PyTorch Distributed
PyTorch Distributed Data Parallel (DDP) lets you train models across multiple GPUs on a single node by running one process per GPU and synchronizing gradients after each backward pass. On TIR, your Training Cluster node comes fully pre-configured — drivers, CUDA, NCCL, and PyTorch are ready to use.
Environment
Each TIR Training Cluster node comes pre-configured with:
- PyTorch, CUDA, and NCCL installed and optimized
- GPU drivers and high-bandwidth interconnects (NVLink or PCIe)
- Identical software environments across all GPUs
Connect to the Node
ssh $hostname
Shared Storage
All datasets, checkpoints, and logs should be written to the shared directory so they persist after the deployment ends:
/mnt/shared
Training Guide
Step 1: Install Dependencies
The TIR-provided image includes PyTorch. If you are using a custom environment, install it manually:
pip install torch torchvision torchaudio
Step 2: Write a Distributed Training Script
Save the following as train.py. It initializes NCCL, wraps the model in DDP, and runs a training loop across all available GPUs:
import os
import torch
import torch.nn as nn
import torch.optim as optim
import torch.distributed as dist
from torch.nn.parallel import DistributedDataParallel as DDP
def setup():
dist.init_process_group(backend="nccl")
def cleanup():
dist.destroy_process_group()
def main():
setup()
local_rank = int(os.environ["LOCAL_RANK"])
torch.cuda.set_device(local_rank)
# Model, optimizer, loss
model = nn.Linear(10, 1).cuda()
ddp_model = DDP(model, device_ids=[local_rank])

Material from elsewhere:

PR #719, opened 2026-09-14
Custom Lobby view updates

### LINKED ISSUE #307: Custom battles support

Hectate:
This PR combines updates to multiple components to implement the following core lobby behaviors:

optimizer = optim.SGD(ddp_model.parameters(), lr=0.01)
criterion = nn.MSELoss()
for epoch in range(5):
optimizer.zero_grad()
inputs = torch.randn(32, 10).cuda()
targets = torch.randn(32, 1).cuda()
outputs = ddp_model(inputs)
loss = criterion(outputs, targets)
loss.backward()
optimizer.step()
if local_rank == 0:
print(f"Epoch {epoch} | Loss: {loss.item():.4f}")
cleanup()
if __name__ == "__main__":
main()
Step 3: Launch Training
Use torchrun to spawn one process per GPU automatically:
torchrun --nproc_per_node=4 train.py
| Flag | Description |
|---|---|
--nproc_per_node | Number of GPUs on the node (e.g., 4 or 8) |
train.py | Your training script |
Data Management
Import Datasets
Place datasets in shared storage before launching training:
/mnt/shared/datasets
Save Checkpoints
Save checkpoints from the rank-0 process only to avoid write conflicts:
if local_rank == 0:
torch.save(model.state_dict(), "/mnt/shared/checkpoints/model_epoch_5.pt")
Monitoring
TensorBoard
Write logs to shared storage and access TensorBoard remotely via SSH port forwarding:
# On the worker node
tensorboard --logdir /mnt/shared/logs --port 6006
# On your local machine
ssh -L 6006:localhost:6006 $hostname
Weights & Biases
pip install wandb
import wandb
wandb.init(project="pytorch-ddp", mode="offline")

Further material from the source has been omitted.